New artificial intellect DALL·E 2 generates any image by text

In early 2022, OpenAI (founded by Elon Musk, among others) introduced DALL·E 2, an artificial intelligence-based system that creates images from descriptions. And the more detailed the request is written, the better the picture will appear.

It is popularly called a “artificial intellect”, but in its essence and composition it is a finished product based on several previous OpenAI developments.

The output image does not just match the query, but frighteningly accurately reproduces its context.

  • DALL·E 2 consists of three large parts, the basis for which was developed by Google, but “assembled” in OpenAI.
  • The first artificial intellect “reads” the text and draws a “draft” of the future image.
  • The second artificial intellect turns the “draft” into a small final image.
  • The third artificial intellect enlarges this small picture by 16 times, adding the necessary details.

Step by step it happens like this:

1. The first artificial intellect is called CLIP, it translates our written (human) text into a computer language in the form of numbers.

2. Next, CLIP turns this set of numbers into a table with other numbers. Such a table plays the role of a “sketch” or “skeleton” on which the final image is created. To make it work, CLIP was trained on 600 million pictures and their captions.

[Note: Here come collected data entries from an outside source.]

PR #94, opened 2026-06-01
fix(main): stop Bee before wiping statestore during identity injection (Windows EPERM, #90)

### LINKED ISSUE #90: Windows: "Failed to inject identity: EPERM, Permission denied" on bee-data/statestore during wallet creation
## Summary

On Windows, creating a wallet via onboarding fails with:

> Failed to inject identity: EPERM, Permission denied: `\\?\C:\Users\<user>\AppData\Roaming\Freedom\bee-data\statestore` `'\\?\C:\Users\<user>\AppData\Roaming\Freedom\bee-data\statestore'`

The duplicated-path shape is the standard Node `fs` EPERM error format on Windows (`EPERM, <syscall>: <path> '<path>'`).

Image

## Repro

1. Fresh install of Freedom on Windows.
2. Launch the app, go through onboarding to create a new wallet.
3. At the "Setting up node identities" step the alert above is shown and onboarding cannot complete.

## Suspected cause

The error originates in `injectBeeIdentity()` in `src/main/identity-manager.js`, where stale Bee state is wiped before injecting a new key:

```422:430:src/main/identity-manager.js
  // auxiliary keys) becomes invalid. Remove everything except the directories
  // we're about to write fresh (keys/ and config.yaml).
  const staleDirs = ['statestore', 'localstore', 'kademlia-metrics', 'stamperstore'];
  for (const dir of staleDirs) {
    const dirPath = path.join(dataDir, dir);
    if (fs.existsSync(dirPath)) {
      fs.rmSync(dirPath, { recursive: true });
      console.log(`[IdentityManager] Removed old ${dir} (identity change)`);
    }
  }
```

On Windows, `fs.rmSync(..., { recursive: true })` of `statestore` returns `EPERM` whenever any file inside is still open with an exclusive lock. The Bee node uses LevelDB for `statestore` / `localstore`, which holds a `LOCK` file open without `FILE_SHARE_DELETE`; Windows then refuses the delete with `EPERM` (POSIX would tolerate it).

Likely trigger scenarios:

- Bee was already started for the session (e.g. from a previous onboarding attempt, auto-start on launch, or because nodes were started before wallet injection completed) and is still holding the `statestore` LOCK when the user finishes onboarding.
- OneDrive / antivirus is touching files under `%APPDATA%\Freedom\bee-data` (also common on Windows and surfaces as `EPERM`), though the LevelDB-lock case is the most likely here.

## Suggested fix (to investigate)

1. Before wiping stale Bee dirs in `injectBeeIdentity()`, ensure Bee is stopped and the process has fully exited (await `bee-manager` stop with a Windows-aware wait for the lock to release).
2. Make `fs.rmSync(..., { recursive: true, force: true, maxRetries: 10, retryDelay: 100 })` the standard for these calls — Node's `force` / `maxRetries` / `retryDelay` options exist specifically to paper over Windows EPERM-on-locked-handle.
3. Add a clearer renderer-side error when this happens ("Please close Freedom and try again" / auto-retry after stopping Bee) instead of the raw Node error.
4. As a defensive measure, log which file inside `statestore` is locked (it is almost always `LOCK` or `*.ldb`) to confirm the LevelDB-lock hypothesis in the wild.

## Environment

- OS: Windows (version from reporter TBD)
- Path: `%APPDATA%\Freedom\bee-data\statestore`
- Flow: onboarding → create new wallet → "Setting up node identities"

## Acceptance criteria

- Creating a new wallet on a fresh Windows install completes without an `EPERM` error.
- Re-injecting an identity after Bee has been started during the session does not error out due to a held `statestore` lock.

meinharrd:
## Summary

Fixes #90 — on Windows, creating a wallet failed with `Failed to inject identity: EPERM, Permission denied` on `bee-data/statestore`, and a follow-up bug left the app stuck on "Setting up node identities…" with "Could not reset node data because it is still in use".

Root cause: identity injection wiped Bee's data directories (`statestore`, `libp2p_v2.key`, `pss.key`) while the Bee node was still running and holding LevelDB `LOCK` handles. Windows refuses the deletion (`EPERM`/`EBUSY`), unlike POSIX.

The fix orchestrates Bee's lifecycle around the wipe and hardens the deletion:

- **Stop before wipe, restart after** — `identity-manager` gains a dependency-injected `setBeeLifecycle({ stop, start })` hook (wired in `src/main/index.js`). `injectBeeIdentity` now stops a running Bee, wipes/injects, then restarts it, so no process holds the statestore lock during deletion.
- **EPERM-safe deletion** — `removePathWithRetry` uses a synchronous retry loop (with `Atomics.wait` backoff) for `EPERM`/`EBUSY`/`ENOTEMPTY`, since Node's built-in `fs.rmSync` retries don't cover `EPERM` on Windows.
- **Test isolation** — node/identity data dirs now honor `FREEDOM_BEE_DATA` / `FREEDOM_IPFS_DATA` / `FREEDOM_RADICLE_DATA` / `FREEDOM_IDENTITY_DATA` so e2e runs against isolated temp dirs.
- **Headless support** — `mainWindow` honors `FREEDOM_TEST_HIDE_WINDOW` so e2e can run without stealing focus.

## Tests

- `bee-statestore-lock.test.js` — reproduces the original EPERM on a real, running Bee node.
- `bee-injection-stops-node.test.js` — regression guard asserting Bee is stopped before the statestore is wiped.
- `test-e2e/live/onboarding-identity.spec.js` — drives the full onboarding wizard against a **real** Bee node (create identity → finish setup → identities injected, Bee restarted), on Ubuntu/Windows/macOS.
- New CI matrix job `e2e-onboarding-identity` runs the e2e on all three OSes; statestore-lock job now runs both integration repros `--runInBand`.

## Verification

- Green CI across ubuntu-latest / windows-latest / macos-latest.
- Manually confirmed on a Windows-on-ARM UTM VM: fresh wallet creation completes through "Setting up node identities…" with no EPERM and Bee running afterward.

## Notes

- Includes a Windows-in-UTM build playbook (`docs/agent-playbooks/windows-utm-build.md`) and a `scripts/vm-reset-identity.bat` helper for re-running the fresh-onboarding repro on the VM.

## Test plan

- [x] Unit/integration tests pass on all platforms in CI
- [x] e2e onboarding passes on all platforms in CI
- [x] Manual fresh-wallet creation on Windows ARM VM


flotob:
Review notes from a local pass:

- **P2: Make the real-Bee integration tests independent of Swarmscan availability.** The new Bee integration tests start a real mainnet Bee via `createBeeConfig`, but do not pin `target-neighborhood` (`src/main/identity/__tests__/integration/bee-statestore-lock.test.js`, `src/main/identity/__tests__/integration/bee-injection-stops-node.test.js`). Bee fetches the Swarmscan neighborhood suggester before becoming healthy, so a DNS/service hiccup can make these required CI jobs time out before they exercise the Windows lock bug. Please pin a test-only `target-neighborhood` and surface Bee stderr on timeout.

- **P3: Avoid double/redundant Bee restarts after injection.** Bee is now restarted inside `injectBeeIdentity` when it was stopped for injection, but `injectAllIdentities` can still return `needsRestart: ["bee"]`, and onboarding then runs its generic restart loop. That can restart Bee a second time, or skip depending on whether it catches Bee in `starting` vs `running`. Small racey UX wrinkle; better to omit Bee from `needsRestart` when the lifecycle hook already handled the restart.

Checks: latest GitHub CI for `2b424b2` is green. Locally, `npm run lint` and `npm test -- src/main/bee-manager.test.js` passed. The new real-Bee Jest integration run timed out locally; manual stderr showed Bee trying the external neighborhood suggester, and the sandbox also blocks local listening, so I treated that as test-determinism evidence rather than a product failure.

flotob:
Adding the overall verdict I should have included up front: the core fix looks right to me.

Stopping the managed Bee process before wiping `statestore`, injecting the new key/config, and then starting Bee again is the correct shape for the Windows EPERM failure. The `createBeeLifecycle` hook is also a reasonable boundary: identity-manager gets orchestration without directly owning Bee-manager internals, and wiring it in `index.js` keeps the dependency direction understandable.

The data-dir overrides for live E2E isolation are a good addition too. They make the new onboarding test much safer to run locally and in CI without touching developer state.

So my two notes above are not objections to the fix direction. They are hardening items: make the real-Bee tests less dependent on an external Swarmscan lookup, and avoid reporting Bee as needing a renderer-side restart after the main-process lifecycle already restarted it.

3. “Draft” goes into the second artificial intellect called GLIDE.

4. The second GLIDE artificial intellect takes the original computer text from point 1 and the resulting scheme from point 2, combines the data from them. On the basis of such a mix, she creates a gray grainy square, from which she gradually removes the grain and thereby shows the picture in poor quality. This development method is called “applying the Diffuse Model”.

5. The third artificial intellect increases the image quality by 16 times and shows us the final result.

No matter how perfect the images look, people just don’t post bad shots. This generative model does not always cope with requests, often making mistakes in what is asked of it – although it still generates objects in realistic lighting and a plausible relationship to each other.

Errors occur due to the peculiarities of its CLIP component, which deals with the vector relationship of words in latent space.

This leads to the fact that DALL·E 2 is confused as to which object should be assigned the described characteristic.

For example, in the query “A red cube lies on a blue cube”, it does not always understand which cube should be red and which should be blue.

We also decided to conduct our own investigation and generate different pictures related to the ScoogeFrog

To put it briefly, such visual content is completely original and you do not have to worry about the copyright of the image. That is, DALL·E 2 can be used as a fingerless way to quickly generate an advertising creative without the use of stock, which simplifies the work of designers and creatives. In the field of marketing, you can find various advantages of using an artificial intellect, moreover, if this is an advertisement for games, theartificial intellect draws cool fantastic pictures. You can also create a logo. There are online services that generate unique logos if the user sets the company name, field of activity, references and colors.

Artificial intelligence can create an interesting image, you just need to come up with an idea for it and get a little hand in writing descriptions.